[Collected data]
Issue #3129, opened 2023-04-04
Snapshot differs and fail when running all tests vs one test at time


ghiscoding:
### Describe the bug

Migrating from Jest to Vitest (to support ESM), I see that all snapshots created by Vitest have different escaping and fail when running the entire tests but if I run them as a single filename pattern then they always pass (either by filename pattern in the CLI or via the VSCode debugger). When run one file at a time, it always pass and are equivalent to Jest snaphots (escaped with double quotes) but they are very different when running all tests at once (sometime escaped with single quotes & sometime without and sometime with double quotes).

The only thing that I can think of to bypass the problem for now would be to update all snapshots so that it passes in the CI but that is basically inversing the problem, it will then fail when run one at a time. I also think that the one at a time snapshot are the correct ones since they are equivalent to Jest before I started the migration to Vitest. 

### Reproduction

For a reproduction you can do a git checkout of this Lerna-Lite [PR 537](https://github.com/lerna-lite/lerna-lite/pull/537) and run all unit tests (follow [installation](https://github.com/lerna-lite/lerna-lite#installation) instructions). I will merge the PR with the snapshot failures so that it can be inspected and I can continue with my migration to ESM. The only thing that is consistent in all of this is that it always fail when all tests are ran **but** always pass when run one at a time. 

Also worth to know that I need to run Vitest with `--no-threads` since Lerna/Lerna-Lite unit tests are using `process.chdir()` extensively, what I wonder is why it is different when running the test one at a time, technically speaking it is supposed to be isolated because of the `--no-threads` so why does it fail when running all tests? Is there another flag to really isolate each tests? I tried `isolate`, `useAtomic` and `singleThread` but none have any effects and are irrelevant, if I read correctly, when executed with `--no-threads`, so... ?

#### Fails when running all unit tests
![image](https://user-images.githubusercontent.com/643976/229661262-98daea8b-4024-49dd-b463-e34caab4cf23.png)

#### Always pass when running one file at a time
![image](https://user-images.githubusercontent.com/643976/229661301-c97ef9dc-17d4-4031-b737-55c591110e79.png)

### System Info

```shell
System:
    OS: Windows 10 10.0.19045
    CPU: (12) x64 Intel(R) Xeon(R) CPU E5-1650 v2 @ 3.50GHz  
    Memory: 10.87 GB / 31.93 GB
  Binaries:
    Node: 16.20.0 - C:\Program Files\nodejs\node.EXE
[...]

PR #3203, opened 2023-04-17
feat!: support running tests using VM context

sheremet-va:
aka bring all Jest (V8) bugs into Vitest

The idea is to have a separate pool that will spawn workers with tinypool, but they will not be isolated. Isolation is introduced by `vm.createContext` inside the worker. For this, we need to implement our own `import` handling. I think we should keep our `__vitest_ssr_import__` because it is the only way to support both ESM/CJS in the same file in wrongly bundled dependencies.

This is an optional pool! You need to opt-in to use it:

- via CLI argument: `--experimental-vm-threads` (this will throw an error, if you use `--threads` or `--browser` at the same time)
- via config option:
  ```ts
  export default {
    test: {
      experimentalVmThreads: true,
    }
  }
  ```
- run only a subset of files using this pool with `poolMatchGlob`

  ```ts
  export default {
    test: {
      threads: true,
      // all test files will be running like they did before,
      // except for the tests in "fast-leaking-tests" directory 
      poolMatchGlob: [
        ['**/fast-leaking-tests/*.spec.ts', 'experimentalVmThreads'],
      ]
    }
  }
  ```

You also cannot disable isolation when using `experimentalVm`, because this doesn't make sense with this pool. If you don't need isolation, use `threads` or `child_process` directly.

`vm` has a notable memory leak problem, so we are also introducing `experimentalVmWorkerMemoryLimit` option (works like Jest's [workerIdleMemoryLimit](https://jestjs.io/docs/configuration/#workeridlememorylimit-numberstring) to destroy the worker before it reaches this point. It is set to `max_heap/number_of_workers` by default. You might have better performance if you tweak this value manually.

`--experimental-vm-child-process` (`experimentalVmChildProcess`) will be implemented in a separate PR.

Pros:

- Tests go brrrrr (fast)

Cons:

- Vm is not very good with ESM so this introduces a ton of complexity
- We will have this fan-favorite bug: https://github.com/facebook/jest/issues/2549
- And this one: https://github.com/facebook/jest/issues/7874
- Also this bug: https://github.com/nodejs/node/issues/31658
- Basically, all of these issues are now also our issues: https://github.com/nodejs/node/issues/37648

----

Breaking changes:

- the environment is now loaded via the native Node.js mechanism, it should be transformed before the file is passed down to Vitest
- all environments always require `transformMode` (`web` or `ssr`). If transform mode is not specified, it will throw an error
- "VitestExecutor" is moved from "vitest/node" to "vitest/execute" entry point


ghiscoding:
will that help with `--no-threads` (child process) which is extremely slow on Windows? or is that unrelated?

sheremet-va:
> will that help with `--no-threads` (child process) which is extremely slow on Windows? or is that unrelated?

If you need speed, don't use `no-threads`

Current version of this PR uses only workers to run tests in parallel. Will probably add a way to run `child_process` also.

ghiscoding:
> If you need speed, don't use `no-threads`

Yeah I wish but in [Lerna-Lite](https://github.com/lerna-lite/lerna-lite) (a fork of Lerna), it uses a ton of `process.chdir()` and child process and it seems that `--no-threads` is the only way to go about it (as per #1436)
 
> Current version of this PR uses only workers to run tests in parallel. Will probably add a way to run `child_process` also.

that would be really nice and I wonder if that would help with my opened issue #3129 that I still have and found no fix yet (apart from not running the test one at a time)

silverwind:
With this third runner environment option, I wonder if the config should be refactored to replace `threads` with something like `runner: 'worker_threads' | 'child_process' | 'vm'` as I it seems they are mutually exclusive, or can they be combined?

sheremet-va:
> With this third runner environment option, I wonder if the config should be refactored to replace `threads` with something like `runner: 'worker_threads' | 'child_process' | 'vm'` as I it seems they are mutually exclusive, or can they be combined?

Yes, I've been thinking about a similar approach. But technically it should also contain "browser". The list might be:

- `threads`
- `child_process`
- `browser`
- `experimentalVmThreads`
- `experimentalVmChildProcess`

We decided against it for now to keep the same API. The `--experimental-vm-threads --threads` will throw an error.

silverwind:
What's a `browser` environment? Some integration with playwright? 😆

sheremet-va:
> What's a `browser` environment? Some integration with playwright? 😆

https://vitest.dev/guide/browser.html

silverwind:
Thanks, that does sound awesome indeed to be finally able to stop fighting jsdom 👍

packages/vitest/src/runtime/execute.ts
```diff
@@ -32,12 +37,31 @@ let _viteNode: {
 export const moduleCache = new ModuleCacheMap()
 export const mockMap: MockMap = new Map()
 
-export async function startViteNode(ctx: ContextRPC) {
+export async function startViteNode(ctx: ContextRPC, options: ContextExecutorOptions) {
   if (_viteNode)
     return _viteNode
```
AriPerkkio, line 42: Adding a note here while I remember this:

This also caches `rpc` and breaks it when running tests with following conditions:
- `--no-isolate`
- `--single-thread`
- Test files have multiple test environments in use, e.g. `node`, `jsdom`

AriPerkkio: Another founding: Something makes `--no-isolate` stuck even without `--single-thread` and with a single test environment. To reproduce remove this line

https://github.com/sheremet-va/vitest/blob/1b0e6ad5d8cdcf404d8daba01524f1b26111b3ee/test/core/vitest.config.ts#L53-L55

... and run `test/core` tests with `pnpm run test --no-isolate`. Vitest gets stuck after few first initial tests. I have not yet found the root cause but I'm not sure whether it's related to the

sheremet-va: I think it's the same issue. One worker can be used for different tests, but vite node instance is the same.

sheremet-va: Maybe we should just not cache it 🤔

sheremet-va: Currently caching only affects `--no-isolate` 🤔 So we can either disable it or make tinypool smarter to not reuse the same worker for different workspaces. Because different tests will have the same config, but different rpc

sheremet-va: It should run in a separate process if test has different env, env options and or it's in another workspace

AriPerkkio: > But I don't think it's this PR's issue, the same happens in main.

I agree. I can create a bug report for this later. Here's minimal reproduction:

<details>
  <summary>Minimal repro for main branch</summary>

```js
export default defineConfig({
  test: {
    isolate: false,
    singleThread: true,
  },
});
```

```js
/**
 * @vitest-environment node
 */
test("jsdom globals not found", async () => {
  globalThis.__leaking_from_node = "leaking";
  expect(globalThis.__leaking_from_jsdom).toBe(undefined);
});
```

```ts
/**
 * @vitest-environment jsdom
 */
test("Node globals not found", async () => {
  globalThis.__leaking_from_jsdom = "leaking";
  expect(globalThis.__leaking_from_node).toBe(undefined);
});
```

</details>

> So we can either disable it or make tinypool smarter to not reuse the same worker for different workspaces. 

I'm starting to think that we should add support for this in Tinypool. In future we may have other use cases where it would be ideal to use a single pool and be able to recycle a worker - either a new imperative method or through `pool.run` options.

packages/vitest/src/runtime/external-executor.ts
```diff
@@ -0,0 +1,402 @@
...
+      const exports = this.loadCommonJSModule(module, pathUrl)
+      return this.wrapSynteticModule(fileUrl, 'cjs', exports)
+    }
+
+    const inlineCode = this.getIdentifierCode(identifier)
+
+    if (inlineCode || extension === '.mjs')
+      return await this.createEsmModule(fileUrl, inlineCode || await readFile(pathUrl, 'utf8'))
+
+    const pkgData = await this.findNearestPackageData(pathUrl)
```
sheremet-va, line 387: Have a separate worker level cache for this to not call the RPC all the time

packages/vitest/src/runtime/mocker.ts
```diff
@@ -73,7 +81,26 @@ export class VitestMocker {
...
+      return Error
+    return vm.runInContext('Error', context)
+  }
+
+  private createError(message: string) {
+    const Error = this.getErrorConstructor()
+    return new Error(message)
+  }
+
+  private getFinalConstructors(): GlobalConstructors {
```
sheremet-va, line 99: Copy paste the same logic from executor (`this.primitives`), remove `getErrorConstructor`

packages/vitest/src/types/config.ts
```diff
@@ -286,6 +286,24 @@ export interface InlineConfig {
...
+   */
+  experimentalVmThreads?: boolean
+
+  /**
+   * Specifies the memory limit for workers before they are recycled.
+   * If you see your worker leaking memory, try to tinker this value.
+   *
+   * This only has effect on workers that run tests in VM context.
+   */
+  experimentalVmWorkerMemoryLimit?: string | number
```
sheremet-va, line 302: docs

packages/vitest/suppress-warnings.cjs
```diff
@@ -5,6 +5,8 @@ const ignoreWarnings = new Set([
   '--experimental-loader is an experimental feature. This feature could change at any time',
   'Custom ESM Loaders is an experimental feature. This feature could change at any time',
   'Custom ESM Loaders is an experimental feature and might change at any time',
+  'VM Modules is an experimental feature and might change at any time',
+  'VM Modules is an experimental feature. This feature could change at any time',
```
sheremet-va, line 9: Hide `import.meta.resolve` warnings

packages/web-worker/package.json
```diff
@@ -41,7 +41,7 @@
     "typecheck": "tsc --noEmit"
   },
   "peerDependencies": {
-    "vitest": "*"
+    "vitest": ">=0.33.0"
```
sheremet-va, line 44: Bump to 0.34.0

sheremet-va:
@dammy001 can you review docs part?

docs/config/index.md
```diff
@@ -133,9 +133,13 @@ You will not be able to edit your `node_modules` code for debugging, since the c
 #### deps.external
 
 - **Type:** `(string | RegExp)[]`
-- **Default:** `['**/node_modules/**']`
+- **Default:** `[]`
+
+Externalize means that Vite will bypass the package to native Node. Externalized dependencies will not be applied Vite's transformers and resolvers, so they do not support HMR on reload. By default, all packages inside `node_modules` are externalized.
```
dammy001, line 138:
```suggestion
Externalize means that Vite will bypass the package to the native Node. Externalized dependencies will not be applied to Vite's transformers and resolvers, so they do not support HMR on reload. By default, all packages inside `node_modules` are externalized.
```

docs/config/index.md
```diff
@@ -497,6 +502,69 @@ Custom reporters for output. Reporters can be [a Reporter instance](https://gith
...
+:::
+
+### experimentalVmWorkerMemoryLimit
+
+- **Type:** `string | number`
+- **CLI:** `--experimentalVmWorkerMemoryLimit`, `--experimental-vm-worker-memory-limit`
+- **Default:** `1 / CPU Cores`
+- **Version:** Since Vitest 0.34.0
+
+Specifies the memory limit for workers before they are recycled. This value heavily depends on your environment, so it's better to specify it manually instead of relying on default.
```
dammy001, line 542:
```suggestion
Specifies the memory limit for workers before they are recycled. This value heavily depends on your environment, so it's better to specify it manually instead of relying on the default.
```

docs/guide/cli.md
```diff
@@ -69,7 +69,10 @@ Run only [benchmark](https://vitest.dev/guide/features.html#benchmarking-experim
 | `--ui` | Enable UI |
 | `--open` | Open the UI automatically if enabled (default: `true`) |
 | `--api [api]` | Serve API, available options: `--api.port <port>`, `--api.host [host]` and `--api.strictPort` |
-| `--threads` | Enable Threads (default: `true`) |
+| `--threads` | Enable Threads (default: `true`) |   
+| `--single-thread` | Run tests inside a single thread, requires --threads (default: `false`) |
+| `--experimental-vm-threads` | Run tests in a worker pool using VM isolation (default: `false`) |
+| `--experimental-vm-worker-memory-limit` | Set maximum allowed memory for a worker. When reached, new worker will be created instead |
```
dammy001, line 75:
```suggestion
| `--experimental-vm-worker-memory-limit` | Set the maximum allowed memory for a worker. When reached, a new worker will be created instead |
```

packages/vitest/src/integrations/env/edge-runtime.ts
```diff
@@ -5,6 +5,24 @@ import { populateGlobal } from './utils'
...
+        context.Buffer = Buffer
+        return context
+      },
+    })
+    return {
+      getVmContext() {
+        return vm.context
+      },
+      teardown() {
+        // TODO
```
dammy001, line 22: working on this now? @sheremet-va

packages/vitest/src/node/cli.ts
```diff
@@ -23,6 +23,8 @@ cli
   .option('--api [api]', 'Serve API, available options: --api.port <port>, --api.host [host] and --api.strictPort')
   .option('--threads', 'Enabled threads (default: true)')
   .option('--single-thread', 'Run tests inside a single thread, requires --threads (default: false)')
+  .option('--experimental-vm-threads', 'Run tests in a worker pool using VM isolation (default: false)')
+  .option('--experimental-vm-worker-memory-limit', 'Set maximum allowed memory for a worker. When reached, new worker will be created instead')
```
dammy001, line 27:
```suggestion
  .option('--experimental-vm-worker-memory-limit', 'Set the maximum allowed memory for a worker. When reached, a new worker will be created instead')
```

packages/vitest/src/node/cli-api.ts
```diff
@@ -56,6 +56,9 @@ export async function startVitest(
   if (typeof options.browser === 'object' && !('enabled' in options.browser))
     options.browser.enabled = true
 
+  if ('threads' in options && options.experimentalVmThreads)
```
dammy001, line 59: `'threads' in options` checks if the key exists right? How about the value?

sheremet-va: Value doesn't matter, I mention in docs that both threads and no-threads will throw an error

docs/config/index.md
```diff
@@ -497,6 +502,69 @@ Custom reporters for output. Reporters can be [a Reporter instance](https://gith
...
+- **Version:** Since Vitest 0.34.0
+
+Run tests using [VM context](https://nodejs.org/api/vm.html) (inside a sandboxed environment) in a worker pool.
+
+This makes tests run faster, but VM module is unstable when running [ESM code](https://github.com/nodejs/node/issues/37648). Your tests will [leak memory](https://github.com/nodejs/node/issues/33439) - to battle that, consider manually editing [`experimentalVmWorkerMemoryLimit`](#experimentalvmworkermemorylimit) value.
+
+::: warning
+Running code in a sandbox has some advantages (faster tests), but also comes with a number of disadvantages.
+
+- Globals from native modules (`fs`, `path`, etc) are different from the globals in your test environment. It means that error thrown by any of the native modules will be different from the one you are using in your code:
```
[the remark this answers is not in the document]
dammy001: @sheremet-va you're right with the second paragraph. It should be "the ones that were thrown in your code" for clarity.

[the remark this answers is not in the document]
dammy001: "a distinct nature" also means "unique behavior" but it doesn't make any reference so it can confuse. Let's use "unrelated error instances." or "divergent error constructors."?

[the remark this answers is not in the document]
sheremet-va: Can't we use more technical term? This is not a poem. It should be understandable from reading it the first time - error from `fs.readFileSync` won't be instance of Error available in the test context

docs/config/index.md
```diff
@@ -497,6 +502,69 @@ Custom reporters for output. Reporters can be [a Reporter instance](https://gith
...
+Running code in a sandbox has some advantages (faster tests), but also comes with a number of disadvantages.
+
+- The globals within native modules, such as (`fs`, `path`, etc), differ from the globals present in your test environment. As a result, any error thrown by these native modules will reference a different Error constructor compared to the one used in your code:
+
+```ts
+try {
+  fs.writeFile('/doesnt exist')
+}
+catch (err) {
+  consoel.log(err instanceof Error) // false
```
alex1701c, line 525: I am pretty sure this is meant to be `console.log` :)

dammy001: Oh yeah, Thanks

docs/config/index.md
```diff
@@ -500,6 +502,69 @@ Custom reporters for output. Reporters can be [a Reporter instance](https://gith
...
+This makes tests run faster, but the VM module is unstable when running [ESM code](https://github.com/nodejs/node/issues/37648). Your tests will [leak memory](https://github.com/nodejs/node/issues/33439) - to battle that, consider manually editing [`experimentalVmWorkerMemoryLimit`](#experimentalvmworkermemorylimit) value.
+
+::: warning
+Running code in a sandbox has some advantages (faster tests), but also comes with a number of disadvantages.
+
+- The globals within native modules, such as (`fs`, `path`, etc), differ from the globals present in your test environment. As a result, any error thrown by these native modules will reference a different Error constructor compared to the one used in your code:
+
+```ts
+try {
+  fs.writeFile('/doesnt exist')
```
sheremet-va, line 522:
```suggestion
  fs.writeFileSync('/doesnt exist')
```

docs/config/index.md
```diff
@@ -500,6 +502,69 @@ Custom reporters for output. Reporters can be [a Reporter instance](https://gith
...
+}
+catch (err) {
+  console.log(err instanceof Error) // false
+}
+```
+
+- Importing ES modules cache them indefinitely which introduces memory leaks if you have a lot of contexts (or tests). There is no API in Node.js that clears that cache.
```
sheremet-va, line 529:
```suggestion
- Importing ES modules caches them indefinitely which introduces memory leaks if you have a lot of contexts (test files). There is no API in Node.js that clears that cache.
```

packages/vite-node/src/server.ts
```diff
@@ -1,7 +1,7 @@
 import { performance } from 'node:perf_hooks'
 import { existsSync } from 'node:fs'
 import { join, normalize, relative, resolve } from 'pathe'
-import type { TransformResult, ViteDevServer } from 'vite'
+import { type TransformResult, type ViteDevServer } from 'vite'
```
sheremet-va, line 4:
```suggestion
import type { TransformResult, ViteDevServer } from 'vite'
```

§ **Aim of the task**:
Restate the data verbatim through the "Migrating from Jest" line.

§ **Output of the task**:
Issue #3129, opened 2023-04-04
Snapshot differs and fail when running all tests vs one test at time


ghiscoding:
### Describe the bug

Migrating from Jest to Vitest (to support ESM), I see that all snapshots created by Vitest have different escaping and fail when running the entire tests but if I run them as a single filename pattern then they always pass (either by filename pattern in the CLI or via the VSCode debugger). When run one file at a time, it always pass and are equivalent to Jest snaphots (escaped with double quotes) but they are very different when running all tests at once (sometime escaped with single quotes & sometime without and sometime with double quotes).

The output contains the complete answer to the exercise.